CodeQL documentation

Possibly wrong buffer size in string copy

ID: cpp/bad-strncpy-size
Kind: problem
Severity: warning
Precision: medium
Tags:
   - reliability
   - correctness
   - security
   - external/cwe/cwe-676
   - external/cwe/cwe-119
   - external/cwe/cwe-251
Query suites:
   - cpp-security-extended.qls
   - cpp-security-and-quality.qls

Click to see the query in the CodeQL repository

The standard library function strncpy copies a source string to a destination buffer. The third argument defines the maximum number of characters to copy and should be less than or equal to the size of the destination buffer. Calls of the form strncpy(dest, src, strlen(src)) or strncpy(dest, src, sizeof(src)) incorrectly set the third argument to the size of the source buffer.
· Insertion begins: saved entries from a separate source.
PR #5414, opened 2020-01-03
Improve play mode change speed

alelievr:
### Purpose of this PR
Improved the speed of HDRP when entering / exiting play mode with the experimental play mode option enabled by a factor of ~25.

- Changed the texture caches to use a RenderTexture instead of a standard Texture which avoid to pay the cost of a unnecessary texture upload (that was taking almost one second).
- Also changed some TextureFormat ot GraphicsFormat because it can be used on both Texture and RenderTextures.

**Side note:** HDRP is still the slowest part of the enter play mode thing, but now it takes something like 50ms instead 1200 which is more reasonable. The rest ofd the time is spread over a lot of things:
image

### QA
Focus on testing Cookies, reflection probes and planars, the behavior must not have changed. You can also ensure that there is a performance gain when we change a setting in the HDRP asset, or when we change the play mode.


com.unity.render-pipelines.high-definition/Runtime/Core/Textures/TextureCacheCubemap.cs
```diff
@@ -97,7 +98,7 @@ public bool AllocTextureArray(int numCubeMaps, int width, TextureFormat format,
                     wrapModeV = TextureWrapMode.Clamp,
                     filterMode = FilterMode.Trilinear,
                     anisoLevel = 0,
-                    name = CoreUtils.GetTextureAutoName(panoWidthTop, panoHeightTop, format, TextureDimension.Tex2DArray, depth: numCubeMaps, name: m_CacheName)
+                    name = CoreUtils.GetTextureAutoName(panoWidthTop, panoHeightTop, TextureFormat.RGBAHalf, TextureDimension.Tex2DArray, depth: numCubeMaps, name: m_CacheName)
```
sebastienlagarde: Why is extureFormat.RGBAHalf hard coded here?

alelievr: It's because the `TextureFormat` is also hardcoded in the texture creation few line above. This was causing a mismatch between the format in the name of the texture and the actual format.

But is it intended that the `m_CacheNoCubeArray ` format is hardcoded ?

sebastienlagarde:
There is currently 4 test failing on Yamato with this PR:
https://yamato-artifactviewer.prd.cds.internal.unity3d.com/798f743d-d6ab-45fb-984d-c8a5d942d347%2Flogs%2FTestProjects%2FHDRP_Tests%2Fupm-ci~%2Ftest-results/TestReportV1.html
(SSR fail is from HDRP/Staging)

PR #5897, opened 2020-02-14
Fix issues with ray traced sub surface scattering

anisunity:
Fix Ray Traced SubSurface Scattering not working with ray traced area lights
Fix Ray Traced SubSurface Scattering not working in forward mode.


anisunity:
As discussed, this is fixed on staging by an other PR

PR #5900, opened 2020-02-15
[backport 7.x] prevent creation of intermediate color texture for any stereo use case

grayson-unity:

### Checklist for PR maker

---
### Purpose of this PR
This change avoids an unnecessary intermediate color texture and full-screen blit on the Oculus Quest (and hopefully all XR devices).  This also allows FFR to work with GLES on Quest.

---
### Testing status

- [X] Built a player
- Other: 

---
### Comments to reviewers
Could you please double-check that I haven't broken other stereo devices?  Thanks!

### DIFF
--- a/com.unity.render-pipelines.universal/Runtime/ForwardRenderer.cs
+++ b/com.unity.render-pipelines.universal/Runtime/ForwardRenderer.cs
@@ -513,7 +513,7 @@ namespace UnityEngine.Rendering.Universal
             ref CameraData cameraData = ref renderingData.cameraData;
             int msaaSamples = cameraData.cameraTargetDescriptor.msaaSamples;
             bool isStereoEnabled = renderingData.cameraData.isStereoEnabled;
-            bool isScaledRender = !Mathf.Approximately(cameraData.renderScale, 1.0f);
+            bool isScaledRender = !Mathf.Approximately(cameraData.renderScale, 1.0f) && !cameraData.isStereoEnabled;
             bool isCompatibleBackbufferTextureDimension = baseDescriptor.dimension == TextureDimension.Tex2D;
             bool requiresExplicitMsaaResolve = msaaSamples > 1 && !SystemInfo.supportsMultisampleAutoResolve;
             bool isOffscreenRender = cameraData.targetTexture != null && !cameraData.isSceneViewCamera;
@@ -529,7 +529,8 @@ namespace UnityEngine.Rendering.Universal
                 return requiresBlitForOffscreenCamera;
 
             return requiresBlitForOffscreenCamera || cameraData.isSceneViewCamera || isScaledRender || cameraData.isHdrEnabled ||
-                   !isCompatibleBackbufferTextureDimension || !cameraData.isDefaultViewport || isCapturing || Display.main.requiresBlitToBackbuffer;
+                   !isCompatibleBackbufferTextureDimension || !cameraData.isDefaultViewport || isCapturing ||
+                   (Display.main.requiresBlitToBackbuffer && !isStereoEnabled);
         }
 
         bool CanCopyDepth(ref CameraData cameraData)


com.unity.render-pipelines.universal/Runtime/ForwardRenderer.cs
```diff
@@ -175,6 +175,7 @@ public override void Setup(ScriptableRenderContext context, ref RenderingData re
 #endif
             bool createColorTexture = RequiresIntermediateColorTexture(ref renderingData, cameraTargetDescriptor) ||
                 (rendererFeatures.Count != 0 && !isRunningHololens);
+            createColorTexture &= !isStereoEnabled;  // TODO: Could this replace isRunningHololens?
```
phi-lira: What if you have post-processing? or HDR (tonemapping happens on final blit pass).

phi-lira:
@thomas-zeng do all XR Android platforms support sRGB framebuffers? iirc that Display.main logic is because of this.
@ROBYER1 and @soraryu could you tell us what conditions are causing your game to create a intermediate render texture? If we just force disable intermediate render texture some features will stop working (HDR or post-processing f.ex), instead you could disable them for your game. 

One known issues causing the intermediate render texture is when you have any custom render pass. This is not the case anymore in upcoming 8.0.0 package.

ROBYER1:
@Phi-lira the example repro project is i ln Case 1215830 or you can find the base files here. It is a scene with a Speedtree, WorldSpace UI Canvas and a Shader graph material of some water using Depth. I believe the cause is one of those three items in the scene, however in an older LWRP and early URP version, the scene rendered just fine on the Quest and Go with MSAA and FFR on so there has been a regression somewhere.

Find the raw scene file here, should work with 2019 and 2020. I have been using it as a simple test scene for many bug reports.

https://drive.google.com/file/d/1nctZLAGQj_BqpVSRbJvOSv_vCYoNmZD8/view?usp=drivesdk

com.unity.render-pipelines.universal/Runtime/ForwardRenderer.cs
soraryu: I'd also say just globally disabling this if stereo is on will cause many pathes to fail. Good opportunity to create the necessary VR tests, guys!

ROBYER1:
@thomas-zeng @phi-lira So I investigated this issue a little more and I found the main issue is when using OpenGLES 3 with MSAA being on for URP on Quest prevents UI and anything using Depth pass from rendering!

See a video of it below. I believe Thomas mentioned before this is an Oculus Driver issue? I am still unable to test Vulkan Multiview on Quest in 2020.1.0a23 but OpenGLES3 has this issue.

https://drive.google.com/open?id=1Sby5MH4NjUXUjSfwSasI9q45V3rhl_em

soraryu:
@phi-lira the issue in the past was that Display.main.requiresBlitToBackbuffer returned true on Quest, which is incorrect. Also, SystemInfo.supportsMultisampleAutoResolve returned false for Quest, also wrong. I just tested this and at least currently this does not happen anymore, so something has been improved there.

Test on Quest just now on 7.2.0:
image

ROBYER1:
@thomas-zeng @phi-lira I have made a new bug report for you guys so that you can see even in a scene that just has a camera, no skybox and a worldspace UI, the Intermediate Color texture is produced and Fixed Foveated Rendering is broken.

Also as per the Oculus Driver issue, if you enable MSAA in this project, the UI and Shader graph in the scene will not render.

Please can you look into this Case to tell me what is producing the Color texture even in the almost empty 'Intro' scene I created for this bug report

(Case 1220858) [XR][URP][Oculus Quest] Intermediate Color Texture is produced even when HDR and Postprocessing are off

thomas-zeng:
@phi-lira 
Not all XR platform supports sRGB framebuffer. However, they all support sRGB eye texture. The logic check here for Display.main only makes sense for non-XR case. When XR is enabled, "back buffer"(the one final blit will blit to) becomes XR eye target and thus should not check Display.main.

Also to point out, the current sRGB handling in final blit pass needs a polish for XR.
`bool requiresSRGBConvertion = Display.main.requiresSrgbBlitToBackbuffer;`
This check doesn't work with XR because XR target is eye texture. We are seeing both WMR and Oculus not handling sRGB correctly and we are actively tracking the bugs. 
We should have PR soon fixing finalblit pass sRGB issues for XR.

thomas-zeng:
@ROBYER1 
I haven't take a look at case 1220858 yet but I plan to send it to QA to verify and look into it this week. 
Just a couple sanity check:
If opaque texture is used in URP then the extra blit is required(it is required to generate the opaque texture). Could you confirm you have opaque off in the test project and extra blit is gone? You can go to quality settings and figure out which URP pipeline asset is used for android and in that URP pipeline asset, toggle off opaque texture.

Per Oculus driver bug. 
This driver bug only occurs if MSAA and Multiview are being used and opaque texture is being used at the same time.` (opaque texture requirement injected CopyColorPass in between draw opaque and draw trans, causing MSAAMultiview frame buffer discarded implicit MSAA data which should not happen according to spec).`
So if you disable opaque texture, UI and water should show up too.

In short, disable opaque texture in XR, you should have 1)UI&other trans obj show up and 2)no extra blit.

ROBYER1:
@thomas-zeng The Opaque Texture is disabled in my tests, you can use the repro case 1220858 with Opaque Texture switched off (Check the default pipeline asset for Android has it off as my submission may have had it on still). The extra blit is still happening due to FFR not working at all still.

I can confirm in the same repro project that Opaque Texture being off allows MSAA to work, however the extra blit is *still* there as FFR is not working at all still.

thomas-zeng:
@ROBYER1 Thanks! I put case 1220986 into my backlog and will take a look after QA verified the bug.

ROBYER1:
@thomas-zeng thankyou, and if there is anything I missed in the settings or if something else entirely is causing the FFR to not work due to the blit, please do let me know as it's a blocker for a current project.

ROBYER1:
@thomas-zeng @phi-lira Another forum user had the same issue on URP 7.2.0 and investigated using RenderDoc, the final blit is there regardless of them having anything that requires it and the Final Blit also has no render time?

I can "Verify no temporary buffers are used" - I'm rendering to RTDeviceEyeTextureArray with R8G8B8A8_SRGB - never to _CameraColorTexture or anything else.

It always has:
PlayerEndOfFrame
-XR.Blit

https://forum.unity.com/threads/quest-lwrp-urp-msaa-not-working.786026/page-2#post-5496472

phi-lira:
@grayson-unity looking at comments here and at code it seems to me for **Stereo** we should remove the following conditions:
  - Display.main.requiresBlitToBackbuffer
  - requiresExplicitMsaaResolve

thomas-zeng:
@grayson-unity @phi-lira 
Regarding XR MSAA:
In XR MSAA, we have 3 cases to cover
1. Implicit MSAA resolve on platform that supports auto-resolve
2. Explicit MSAA resolve(vs-ps workflow) on platforms that don't support auto-resolve
3. No resolve, XR eye texture is MSAA eye texture

Case 1: URP check if it can do auto-resolve, don't blit in case it can auto-resolve 
Case 2: URP check if can do auto-resolve, do explicit resolve pass if it can't auto-resolve
Case 3: Not currently supported. All current XR eye textures(legacyXR and XRSDK) must have sample 1. We want to support this use case in the future. Require trunk side XRSDK work.

grayson-unity:
@thomas-zeng I like that more specific test, thanks.  I'll test that locally today.

thomas-zeng:
Thanks grayson! 
I think this PR also fixes 
Extra blit https://fogbugz.unity3d.com/f/cases/1220986/ 
Extra blit: https://fogbugz.unity3d.com/f/cases/1220858/
So would be nice to include them in CHANGELOG.md fixed session.

grayson-unity:
Updated the PR with stricter logic to avoid postfx/HDR/etc regression.

ROBYER1:
@Thomas-zeng I can confirm this fixes these 2 cases reported by me:

Extra blit: https://fogbugz.unity3d.com/f/cases/1220986/
Extra blit: https://fogbugz.unity3d.com/f/cases/1220858/

@Phi-Lira @grayson-unity what's the ETA on this hitting Master branch for URP? It's a really vital fix for the Oculus Quest, Oculus Go and presumably Hololens and now allows URP to be used in production with FFR working properly due to the blit and no unnecessary blit killing performance.

thomas-zeng:
@phi-lira @grayson-unity 
This PR fixes HUP issue for oculus quest/go. Let's make sure this is part of 7.3.0 SRP

grayson-unity:
> LGTM. Please make sure to update CHANGELOG.md

Does this belong under 7.2.1, or has that ship already sailed?

phi-lira:
@grayson-unity all PR must target master first. Please change PR target. 
@ROBYER1 once all reviewers approve we will schedule to be merged to master.
@thomas-zeng We will backport this all the way to 7.x.x. I will update the PR backport tags. 

I just updated

phi-lira:
@grayson-unity please rebase this to master

grayson-unity:
@phi-lira https://github.com/Unity-Technologies/ScriptableRenderPipeline/pull/5976
thanks!

phi-lira:
We are good to merge once QA approves. #5976 is the PR that targets master. changed this to backport.

phi-lira:
Where's the master PR for this one, is it the staging one?

grendell:
The master PR is now part of https://github.com/Unity-Technologies/ScriptableRenderPipeline/pull/6036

Executing a call of this type may cause a buffer overflow. Buffer overflows can lead to anything from a segmentation fault to a security vulnerability.

Recommendation

Check the highlighted function calls carefully, and ensure that the size parameter is derived from the size of the destination buffer, not the source buffer.

Example

strncpy(dest, src, sizeof(src)); //wrong: size of dest should be used
strncpy(dest, src, strlen(src)); //wrong: size of dest should be used

References

  • cplusplus.com: strncpy.
  • I. Gerg. An Overview and Example of the Buffer-Overflow Exploit. IANewsletter vol 7 no 4. 2005.
  • M. Donaldson. Inside the Buffer Overflow Attack: Mechanism, Method & Prevention. SANS Institute InfoSec Reading Room. 2002.
  • Common Weakness Enumeration: CWE-676.
  • Common Weakness Enumeration: CWE-119.
  • Common Weakness Enumeration: CWE-251.